Much of the story Doran tells will be familiar to long-time BreakPoint listeners. The United States gave virtually no thought to the impact that invading and destabilizing Iraq would have on the country's Christians. Concern for their fate is why the Vatican urged the Bush administration not to proceed.
But the U.S. invaded, and the completely foreseeable happened: a Christian community whose roots can be traced to the Apostles themselves got caught in the middle. Virtually the only thing Sunni and Shia Muslims agreed on was targeting Iraqi Christians.
Ominously for Syrian Christians, the first targets in Iraq were the clergy. As Nina Shea and others, including Chuck Colson, pointed out at the time, the United States made no provision for protecting Iraqi Christians.
As a result, Iraqi Christians were forced to flee what one Assyrian Christian called an "incipient genocide." In the ten years since the invasion of Iraq, half of the country's Christians have left the country. Those remaining are still subject to attacks.
For those who left, the U.S. added insult to the injury of exile. Iraqi Christians seeking asylum in the USA were detained in what one activist calls "prisons;" and the vast majority were denied asylum even though if any group has a "well-founded fear of persecution" it's Iraqi Christians.

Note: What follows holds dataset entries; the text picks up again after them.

PR #142, opened 2016-04-25
Lib 523 annotations

jaskooo:


syncano-ios/SCAPIClient+SCFile.h
```diff
@@ -18,7 +20,7 @@
  *
  *  @return NSURLSessionDataTask
  */
-+ (NSURLSessionDataTask *)downloadFileFromURL:(NSURL *)fileURL withCompletion:(SCAPIFileDownloadCompletionBlock)completion;
++ (nullable NSURLSessionDataTask *)downloadFileFromURL:(NSURL *)fileURL withCompletion:(nullable SCAPIFileDownloadCompletionBlock)completion;
```
lifcio: NSURLSessionDataTask will never be null (it's not nullable in Foundation)

syncano-ios/SCAPIClient+SCFile.h
```diff
@@ -30,8 +32,9 @@
  *
  *  @return NSURLSessionDownloadTask
  */
-+ (NSURLSessionDownloadTask *)downloadFileFromURL:(NSURL *)fileURL
++ (nullable NSURLSessionDownloadTask *)downloadFileFromURL:(NSURL *)fileURL
```
lifcio: It's not nullable in NSURLSession

syncano-ios/NSData+MimeType.h
```diff
@@ -9,5 +9,5 @@
 #import <Foundation/Foundation.h>
 
 @interface NSData (MimeType)
-- (NSString *)mimeTypeByGuessing;
+- (nullable NSString *)mimeTypeByGuessing;
```
lifcio: It's not nullable, you always return string (check implementation)

syncano-ios/NSDictionary+JSONString.h
```diff
@@ -9,5 +9,5 @@
 #import <Foundation/Foundation.h>
 
 @interface NSDictionary (JSONString)
--(NSString*) sc_jsonStringWithPrettyPrint:(BOOL) prettyPrint error:(NSError *__autoreleasing*)error;
+-(nullable NSString*) sc_jsonStringWithPrettyPrint:(BOOL) prettyPrint error:( NSError *  __autoreleasing _Nullable * _Nullable)error;
```
lifcio: Return type is not nullable, in case of error we return `@{}`.
error parameter doesn't require `_Nullable` passed twice - this is the default mode anyway:
```
The particular type NSError ** is so often used to return errors via method parameters that it is always assumed to be a nullable pointer to a nullable NSError reference.
```
(https://developer.apple.com/swift/blog/?id=25)

syncano-ios/NSString+JSONDictionary.h
```diff
@@ -9,5 +9,5 @@
 #import <Foundation/Foundation.h>
 
 @interface NSString (JSONDictionary)
-- (NSDictionary *) sc_jsonDictionary:(NSError *__autoreleasing*)error;
+- (nullable NSDictionary *) sc_jsonDictionary:(NSError *  __autoreleasing _Nullable * _Nullable)error;
```
lifcio: Return type ok, not needed for NSError (as above)

syncano-ios/NSString+MD5.h
```diff
@@ -9,5 +9,5 @@
 #import <Foundation/Foundation.h>
 
 @interface NSString (MD5)
-- (NSString *)sc_MD5String;
+- (nullable NSString *)sc_MD5String;
```
lifcio: Not nullable, we never return `nil`.

syncano-ios/SCAPIClient.h
```diff
@@ -23,7 +25,7 @@
  *
  *  @return SCAPIClient object
  */
-+ (SCAPIClient *)apiClientForSyncano:(Syncano *)syncano;
++ (nullable SCAPIClient *)apiClientForSyncano:(Syncano *)syncano;
```
lifcio: I think it shouldn't be nullable, it's `nil` only when NSObject alloc method fails (and NSObject `init` does not return optional value)

syncano-ios/SCAPIClient_SCAPIClient.h
```diff
@@ -27,10 +29,11 @@
  *
  *  @return SCAPIClient
  */
-- (instancetype)initWithApiVersion:(SCAPIVersion)apiVersion apiKey:(NSString *)apiKey instanceName:(NSString *)instanceName;
+- (nullable instancetype)initWithApiVersion:(SCAPIVersion)apiVersion apiKey:(NSString *)apiKey instanceName:(NSString *)instanceName;
```
lifcio: This is null only if NSObject `init` fails, I don't think it should be nullable in this case

syncano-ios/SCAPIClient_SCAPIClient.h
```diff
@@ -27,10 +29,11 @@
...
 
 /**
  @deprecated This method is deprecated. Please use initWithApiVersion:apiKey:instanceName: instead when initializing API Client to use it with Syncano
  */
-- (instancetype)initWithBaseURL:(NSURL *)url apiKey:(NSString *)apiKey instanceName:(NSString *)instanceName DEPRECATED_MSG_ATTRIBUTE("Use initWithApiVersion:apiKey:instanceName: method instead.");
+- (nullable instancetype)initWithBaseURL:(NSURL *)url apiKey:(NSString *)apiKey instanceName:(NSString *)instanceName DEPRECATED_MSG_ATTRIBUTE("Use initWithApiVersion:apiKey:instanceName: method instead.");
```
lifcio: As above

syncano-ios/SCChannel.h
```diff
@@ -41,7 +43,7 @@
  *
  *  @return SCChannel instance
  */
-- (instancetype)initWithName:(NSString *)channelName;
+- (nullable instancetype)initWithName:(NSString *)channelName;
```
lifcio: As before - check e.g. AFNetworking library, its `init`s are not nullable.

syncano-ios/SCChannel.h
```diff
@@ -51,7 +53,7 @@
  *
  *  @return SCChannel instance
  */
-- (instancetype)initWithName:(NSString *)channelName andDelegate:(id<SCChannelDelegate>)delegate;
+- (nullable instancetype)initWithName:(NSString *)channelName andDelegate:(nullable id<SCChannelDelegate>)delegate;
```
lifcio: As above

syncano-ios/SCChannel.h
```diff
@@ -61,7 +63,7 @@
  *
  *  @return SCChannel instance
  */
-- (instancetype)initWithName:(NSString *)channelName lastId:(NSNumber *)lastId andDelegate:(id<SCChannelDelegate>)delegate;
+- (nullable instancetype)initWithName:(NSString *)channelName lastId:(NSNumber *)lastId andDelegate:(nullable id<SCChannelDelegate>)delegate;
```
lifcio: As above

syncano-ios/SCChannel.h
```diff
@@ -72,7 +74,7 @@
  *
  *  @return SCChannel instance
  */
-- (instancetype)initWithName:(NSString *)channelName room:(NSString *)room andDelegate:(id<SCChannelDelegate>)delegate;
+- (nullable instancetype)initWithName:(NSString *)channelName room:(NSString *)room andDelegate:(nullable id<SCChannelDelegate>)delegate;
```
lifcio: As above

syncano-ios/SCChannel.h
```diff
@@ -84,7 +86,7 @@
  *
  *  @return SCChannel instance
  */
-- (instancetype)initWithName:(NSString *)channelName lastId:(NSNumber *)lastId room:(NSString *)room andDelegate:(id<SCChannelDelegate>)delegate;
+- (nullable instancetype)initWithName:(NSString *)channelName lastId:(NSNumber *)lastId room:(NSString *)room andDelegate:(nullable id<SCChannelDelegate>)delegate;
```
lifcio: As above

syncano-ios/SCChannel.h
```diff
@@ -104,7 +106,7 @@
  *  @param payload    NSDictionary payload
  *  @param completion completion block
  */
-- (void)publishToChannelWithPayload:(NSDictionary *)payload completion:(SCChannelPublishCompletionBlock)completion;
+- (void)publishToChannelWithPayload:(nullable NSDictionary *)payload completion:(nullable SCChannelPublishCompletionBlock)completion;
```
lifcio: I think we can require a payload here, otherwise it doesn't make sense to to even use this method. I would remove `nullable` from `payload`.

syncano-ios/SCChannel.h
```diff
@@ -113,20 +115,21 @@
  *  @param payload    NSDictionary payload
  *  @param completion completion block
  */
-- (void)publishToChannelInSyncano:(Syncano *)syncano withPayload:(NSDictionary *)payload completion:(SCChannelPublishCompletionBlock)completion;
+- (void)publishToChannelInSyncano:(Syncano *)syncano withPayload:(nullable NSDictionary *)payload completion:(nullable SCChannelPublishCompletionBlock)completion;
```
lifcio: As above

syncano-ios/SCChannel.h
```diff
@@ -113,20 +115,21 @@
...
 
 /**
  *  Gets channel history using singleton Syncano instance
  *
  *  @param completion completion blog
  */
-- (void)getChannelHistoryWithCompletion:(SCChannelHistoryCompletionBlock)completion;
+- (void)getChannelHistoryWithCompletion:(nullable SCChannelHistoryCompletionBlock)completion;
```
lifcio: Only purpose of this method is to get the history. If someone wants to pass `nil` it doesn't make any sense. I would make this block required and remove `nullable`

syncano-ios/SCChannel.h
```diff
@@ -113,20 +115,21 @@
...
 
 /**
  *  Gets channel history using provided Syncano instance
  *
  *  @param syncano    Syncano instance
  *  @param completion completion block
  */
-- (void)getChannelHistoryFromSyncano:(Syncano *)syncano completion:(SCChannelHistoryCompletionBlock)completion;
+- (void)getChannelHistoryFromSyncano:(Syncano *)syncano completion:(nullable SCChannelHistoryCompletionBlock)completion;
```
lifcio: As above

syncano-ios/SCChannelDelegate.h
```diff
@@ -11,6 +11,6 @@
 
 @protocol SCChannelDelegate <NSObject>
 
-- (void)chanellDidReceivedNotificationMessage:(SCChannelNotificationMessage *)notificationMessage;
+- (void)chanellDidReceivedNotificationMessage:(nonnull SCChannelNotificationMessage *)notificationMessage;
```
lifcio: Doesn't look from the code as this can be ever `nil`

syncano-ios/SCChannelHistoryResponse.h
```diff
@@ -10,10 +10,10 @@
...
 @interface SCChannelHistoryResponse : NSObject
-@property (nonatomic,copy) NSString *next;
-@property (nonatomic,copy) NSString *prev;
-@property (nonatomic,copy) NSArray<SCChannelNotificationMessage*> *objects;
+@property (nullable,nonatomic,copy) NSString *next;
+@property (nullable,nonatomic,copy) NSString *prev;
+@property (nullable,nonatomic,copy) NSArray<SCChannelNotificationMessage*> *objects;
 
-- (instancetype)initWithJSONObject:(id)JSONObject;
+- (nullable instancetype)initWithJSONObject:(nonnull id)JSONObject;
```
lifcio: Init

syncano-ios/SCChannelNotificationMessage.h
```diff
@@ -11,12 +11,12 @@
...
+@property (nullable,nonatomic,copy) NSDate *createdAt;
+@property (nullable,nonatomic,copy) NSDictionary *author;
 @property (nonatomic) SCChannelNotificationMessageAction action;
-@property (nonatomic,copy) NSDictionary *payload;
-@property (nonatomic,copy) NSDictionary *metadata;
+@property (nullable,nonatomic,copy) NSDictionary *payload;
+@property (nullable,nonatomic,copy) NSDictionary *metadata;
 
-- (instancetype)initWithJSONObject:(id)JSONObject;
+- (nullable instancetype)initWithJSONObject:(nonnull id)JSONObject;
```
lifcio: Init

syncano-ios/SCCodeBox.h
```diff
@@ -30,7 +32,7 @@
  *  @param params     params
  *  @param completion completion block
  */
-+ (void)runCodeBoxWithId:(NSNumber *)codeBoxId params:(NSDictionary *)params completion:(SCCodeBoxCompletionBlock)completion;
++ (void)runCodeBoxWithId:(NSNumber *)codeBoxId params:(NSDictionary *)params completion:(nullable SCCodeBoxCompletionBlock)completion;
```
lifcio: Params are not required (all data may be in source code or config), make it nullable

syncano-ios/SCCodeBox.h
```diff
@@ -40,6 +42,7 @@
  *  @param syncano    provided Syncano instance
  *  @param completion completion block
  */
-+ (void)runCodeBoxWithId:(NSNumber *)codeBoxId params:(NSDictionary *)params onSyncano:(Syncano *)syncano completion:(SCCodeBoxCompletionBlock)completion;
++ (void)runCodeBoxWithId:(NSNumber *)codeBoxId params:(NSDictionary *)params onSyncano:(Syncano *)syncano completion:(nullable SCCodeBoxCompletionBlock)completion;
```
lifcio: Params should be nullable

syncano-ios/SCCompoundPredicate.h
```diff
@@ -23,7 +25,7 @@
  *
  *  @return SCCompoundPredicate
  */
-+ (instancetype)compoundPredicateWithPredicates:(NSArray *)predicates;
++ (nullable instancetype)compoundPredicateWithPredicates:(NSArray *)predicates;
```
lifcio: Init, not nullable

syncano-ios/SCCompoundPredicate.h
```diff
@@ -32,7 +34,7 @@
  *
  *  @return SCCompoundPredicate
  */
-- (instancetype)initWithPredicates:(NSArray *)predicates;
+- (nullable instancetype)initWithPredicates:(NSArray *)predicates;
```
lifcio: Init, not nullable

syncano-ios/SCConstants.h
```diff
@@ -123,13 +123,16 @@ typedef NS_ENUM(NSUInteger, SCAPIVersion) {
...
+NS_ASSUME_NONNULL_BEGIN
+
 @interface SCConstants : NSObject
 + (SCDataObjectPermissionType)dataObjectPermissiontypeByString:(NSString *)typeString;
 + (SCChannelPermisionType)channelPermissionTypeByString:(NSString *)typeString;
 + (SCChannelType)channelTypeByString:(NSString *)typeString;
-+ (NSString *)socialAuthenticationBackendToString:(SCSocialAuthenticationBackend)backend;
-+ (NSValueTransformer *)SCDataObjectPermissionsValueTransformer;
-+ (NSValueTransformer *)SCDataObjectDatesTransformer;
++ (nullable NSString *)socialAuthenticationBackendToString:(SCSocialAuthenticationBackend)backend;
```
lifcio: There's no default value that would return `nil` - it's not nullable

syncano-ios/SCConstants.h
```diff
@@ -123,13 +123,16 @@ typedef NS_ENUM(NSUInteger, SCAPIVersion) {
...
++ (nullable NSValueTransformer *)SCDataObjectPermissionsValueTransformer;
++ (nullable NSValueTransformer *)SCDataObjectDatesTransformer;
 + (SCChannelNotificationMessageAction)channelNotificationMessageActionByString:(NSString *)actionString;
-+ (NSURL *)baseURLForAPIVersion:(SCAPIVersion)apiVersion;
-@end
\ No newline at end of file
++ (nullable NSURL *)baseURLForAPIVersion:(SCAPIVersion)apiVersion;
```
lifcio: It's never `nil`

syncano-ios/SCDataObject+LocalStorage.h
```diff
@@ -16,23 +16,23 @@
...
+- (void)saveToLocalStorageWithCompletion:(nullable SCCompletionBlock)completion;
 
 #pragma mark - Fetch -
 /**
  *  Fetches all data objects from local database
  *
  *  @param completionBlock completion block
  */
-+ (void)fetchAllObjectsFromLocalStorageWithCompletionBlock:(SCDataObjectsCompletionBlock)completionBlock;
++ (void)fetchAllObjectsFromLocalStorageWithCompletionBlock:(nullable SCDataObjectsCompletionBlock)completionBlock;
```
lifcio: This method doesn't make sense if we pass `nil`

syncano-ios/SCDataObject+LocalStorage.h
```diff
@@ -41,12 +41,12 @@
  *
  *  @param completion completion block
  */
-- (void)generateInsertQueryWithCompletion:(SCLocalStorageGenerateQueryStringCompletionBlock)completion;
+- (void)generateInsertQueryWithCompletion:(nullable SCLocalStorageGenerateQueryStringCompletionBlock)completion;
```
lifcio: Doesn't make much sense with `nil`

syncano-ios/SCDataObject+LocalStorage.h
```diff
@@ -41,12 +41,12 @@
...
 
 /**
  *  Generates DELETE query for current SCDataObject
  *
  *  @param completion completion block
  */
-- (void)generateDeleteQueryWithCompletion:(SCLocalStorageGenerateQueryStringCompletionBlock)completion;
+- (void)generateDeleteQueryWithCompletion:(nullable SCLocalStorageGenerateQueryStringCompletionBlock)completion;
```
lifcio: Doesn't make much sense with `nil`

syncano-ios/SCDataObject+Properties.h
```diff
@@ -15,12 +15,12 @@
  *
  *  @return NSArray of strings
  */
-+ (NSArray *)propertiesNamesOfFileClass;
++ (nonnull NSArray *)propertiesNamesOfFileClass;
```
lifcio: Never `nil` (worst case it's an empty array)

syncano-ios/SCDataObject+Properties.h
```diff
@@ -15,12 +15,12 @@
...
 
 /**
  *  Returns classes of all properties inside a SCDataObject
  *
  *  @return NSDictionary with property name as a key and property class name as a value
  */
-+ (NSDictionary *)classesOfProperties;
++ (nonnull NSDictionary *)classesOfProperties;
```
lifcio: Never nil (worst case it's an empty dictionary)

syncano-ios/SCDataObject.h
```diff
@@ -48,21 +50,21 @@
...
-+ (NSDictionary *)extendedPropertiesMapping;
++ (nullable NSDictionary *)extendedPropertiesMapping;
 
 /**
  *  Returns SCPlease instance for singleton Syncano
  *
  *  @return SCPlease instance
  */
-+ (SCPlease *)please;
++ (nullable SCPlease *)please;
```
lifcio: Can this be nil?

syncano-ios/SCDataObject.h
```diff
@@ -71,7 +73,7 @@
  *
  *  @return SCPlease instance
  */
-+ (SCPlease *)pleaseFromSyncano:(Syncano *)syncano;
++ (nullable SCPlease *)pleaseFromSyncano:(Syncano *)syncano;
```
lifcio: As above

lifcio:
Wow, that was huge... I didn't even check 1/3 of changes. 

1. In general, as a good rule, try to use audited regions in each file, this way any nullable will have to be explicit (`NS_ASSUME_NONNULL_BEGIN`), even if file has only one or two functions.
2. In `init`, unless you or superclass explicitly return `nil` value, I would assume it's not nullable. For good practice, check even `NSString` or `NSData` (or AFNetworking file) headers.

Hope I can finish the review before next sprint :)

syncano-ios/NSDictionary+JSONString.h
jaskooo: I've noticed that apple uses` NSError **` as nonnull like in `NSData` : `+ (nullable instancetype)dataWithContentsOfURL:(NSURL *)url options:(NSDataReadingOptions)readOptionsMask error:(NSError **)errorPtr;` I think we should follow this convention

dancio:
`22` days PR :> what's happening? close it or merge it

lifcio:
In SCPlease.h (cannot comment in there, because code wasn't change on the methods I want to comment):
` - (void)giveMeDataObjectsWithPredicate:(id<SCPredicateProtocol>)predicate parameters:(NSDictionary *)parameters completion:(SCDataObjectsCompletionBlock)completion;` should accept nil for parameters -- otherwise we need another method where we can pass just predicate, without parameters. 
Same for enumerate -- both predicate and parameters should be nullable, otherwise there is not way to provide one or the other (not both) -- and actually I might want to just enumerate just all elements, without filtering them.

lifcio:
Other than that looks good, I run it against few of my apps, and it seems these changes only helped, so after two small changes described above, good to merge!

Ironically, the one place they have been able to find refuge is in the autonomous Kurdish region of Iraq. In other words, Kurdish Muslims have been more solicitous of our Christian brethren's well-being than American Christians and their government.
Given this recent history, it would be willful folly, bordering on malice, to deny that the same thing can happen next door in Syria. As Doran wrote, "democracy in the Middle East is proving less tolerant than the regimes it has succeeded. Ask Egyptian Christians."
Then there's the increasing influence of Islamists, including al Qaeda affiliates, in the Syrian opposition. Doran is right when he writes that "the Islamist-Wahabbist commitment to eradicating Christian minorities today will result in the extinction of diverse modes of Islam tomorrow." While this fact is "not lost on moderate Muslims," it does seem to be lost on those urging the U.S. to intervene on the side of the rebels.
President Obama, concerned about what might come after the Syrian dictator Assad is ousted, is rightly hesitant about aiding the rebels. He doesn't want to create "another Iraq."
For that we should be grateful. The last thing we should want is yet another war on Christians in the land where believers were first called by that name.
But the pressure on the administration to intervene is growing. For the sake of our Christian brothers and sisters, let's pray that God will grant our leaders much wisdom before they act.